Coaches in Rice’s corner

With his most prominent college basketball mentor, Jerry Tarkanian, sitting in the front row, Dave Rice quickly recited a list of coaches he’s worked under.

Gaining knowledge from each of them helped Rice land at the podium Monday for his introduction as the newest coach of UNLV’s — and Las Vegas’ — most prized athletics program.

Rice, a reserve for Tarkanian on the 1990 national championship team and 1991 Final Four squad, began his coaching career under Tarkanian and continued for eight more Rebels coaches.

He then moved on to coach under Utah State’s Stew Morrill and Brigham Young’s Dave Rose.

Rice said the head coaches he worked for have won more than 2,000 games.

"I think any head coach is really the compilation of all the coaches that he’s worked for," Rice said. "You see some things you really like that you naturally implement. You see some things that maybe you’d do a little different."

Rice succeeds Lon Kruger, who left April 1 for Oklahoma.

"Dave is the perfect hire for UNLV," Kruger said in a statement. "The guys are going to enjoy playing for him. He has a great system and he’ll treat the players right. The community will also get behind Dave.

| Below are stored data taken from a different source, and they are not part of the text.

PR #860, opened 2022-06-08
fix(component): StatefulTable and Table has rendering hiccup when dragging & dropping

MariaJose:
## What?
When dragging and dropping a row in a StatefulTable and Table, the columns widths change their values.

## Why?
Width should stay the same when dragging and dropping.

**Before:**

https://user-images.githubusercontent.com/39739180/172660167-2e62130e-450a-4f5c-8bdc-c0b25fe862a5.mp4

**After:**
<table>
<tr>
	<td>With width
	<td>With no width
<tr>
<tr>
       <td><video src= "https://user-images.githubusercontent.com/39739180/172660561-0819f391-f576-4d22-bfc0-854080ebc174.mp4"/>
	<td><video src= "https://user-images.githubusercontent.com/39739180/172660600-395d188c-b652-4840-95c5-4628b81329a6.mp4" />
<tr>
</table>


jorgemoya (approved):
This looks great!

packages/big-design/src/components/Table/Table.tsx
```diff
@@ -95,10 +96,30 @@ const InternalTable = <T extends TableItem>(props: TableProps<T>): React.ReactEl
...
+    const headerCellIconWidth = headerCellIconId?.getBoundingClientRect().width ?? 'auto';
+
+    const headerCellsWidths = columns.map((_column, index) => {
+      const headerCellElement = window.document.getElementById(`header-cell-${index}`);
+
+      if (headerCellElement !== null) {
+        return headerCellElement.getBoundingClientRect().width;
+      }
+
+      return 'auto';
```
chanceaclark, line 116: 🍹 
```suggestion
      return headerCellElement?.getBoundingClientRect().width ?? 'auto';
```

packages/big-design/src/components/Table/Table.tsx
```diff
@@ -95,10 +96,30 @@ const InternalTable = <T extends TableItem>(props: TableProps<T>): React.ReactEl
...
         onRowDrop(source.index, destination.index);
       }
+
+      setHeaderCellWidths([]);
     },
     [onRowDrop],
   );
 
+  const onBeforeDragStart = () => {
+    const headerCellIconId = window.document.getElementById('header-cell-icon');
```
chanceaclark, line 106: 🍹 Maybe keeping track of a `ref` for this `th` may be better than having an `id` 🤔

chanceaclark (approved):

packages/big-design/src/components/Table/Table.tsx
MariaJose: @chanceaclark you're right 👍🏼 . For getting the `width`, I used `offseetWidth` that apparently considers the padding and boarding as well.  Reference: https://developer.mozilla.org/en-US/docs/Web/API/HTMLElement/offsetWidth. 
Is that ok?

chanceaclark: Should should be :gucci:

"UNLV will have success under Dave, a lot of success. And we’ll be rooting for him and the Rebels along the way."

It was Kruger who, shortly after being hired by UNLV in 2004, decided not to retain Rice.

Then-Utah State assistants Randy Rahe and Don Verlin — now head coaches at Weber State and Idaho, respectively — recommended Rice to Morrill.

Rice worked hard, and was especially aggressive in recruiting many players who led the Aggies on their current four-year run of Western Athletic Conference regular-season championships.

On the recruiting trail, Morrill said, Rice would talk to anyone close to a prospect — from family members to high school, junior college and AAU coaches.

"Everybody was comfortable with him," Morrill said. "If you don’t like Dave Rice, you better check your hole card because there’s something wrong with you."

Rice spent a season at Utah State before moving to BYU. He was promoted to the Cougars’ associate head coach in 2008, serving as offensive and recruiting coordinator for a program that has produced five 25-win seasons and NCAA Tournament appearances in a row. BYU reached the round of 16 this season.

"UNLV has hired a great coach," BYU’s Rose said in a statement. "Dave is very deserving of this opportunity and he’ll do a great job. He has been a huge part of our success over the last six seasons. He has a great mind for the game of basketball."

One common theme among Rice’s former bosses was his love for the Rebels. UNLV got the coach it targeted, one who dreamed of returning to his alma mater.

"Most hires that are reciprocal are for the best," said Loyola Marymount coach Max Good, who guided the Rebels for the final 22 games of the 2000-01 season. "This may not be the sexiest hire, but it very well could be the best."

Charlie Spoonhour, who coached the Rebels from 2001 to 2004, also praised the hire.

"David has a true loyalty to the school and the people there," Spoonhour said in a text message. "He is as intelligent as anyone I have met. Players trust him and will work for him. Personally I think the top quality David brings is loyalty. In this current coaching climate, it’s not often used to describe basketball programs."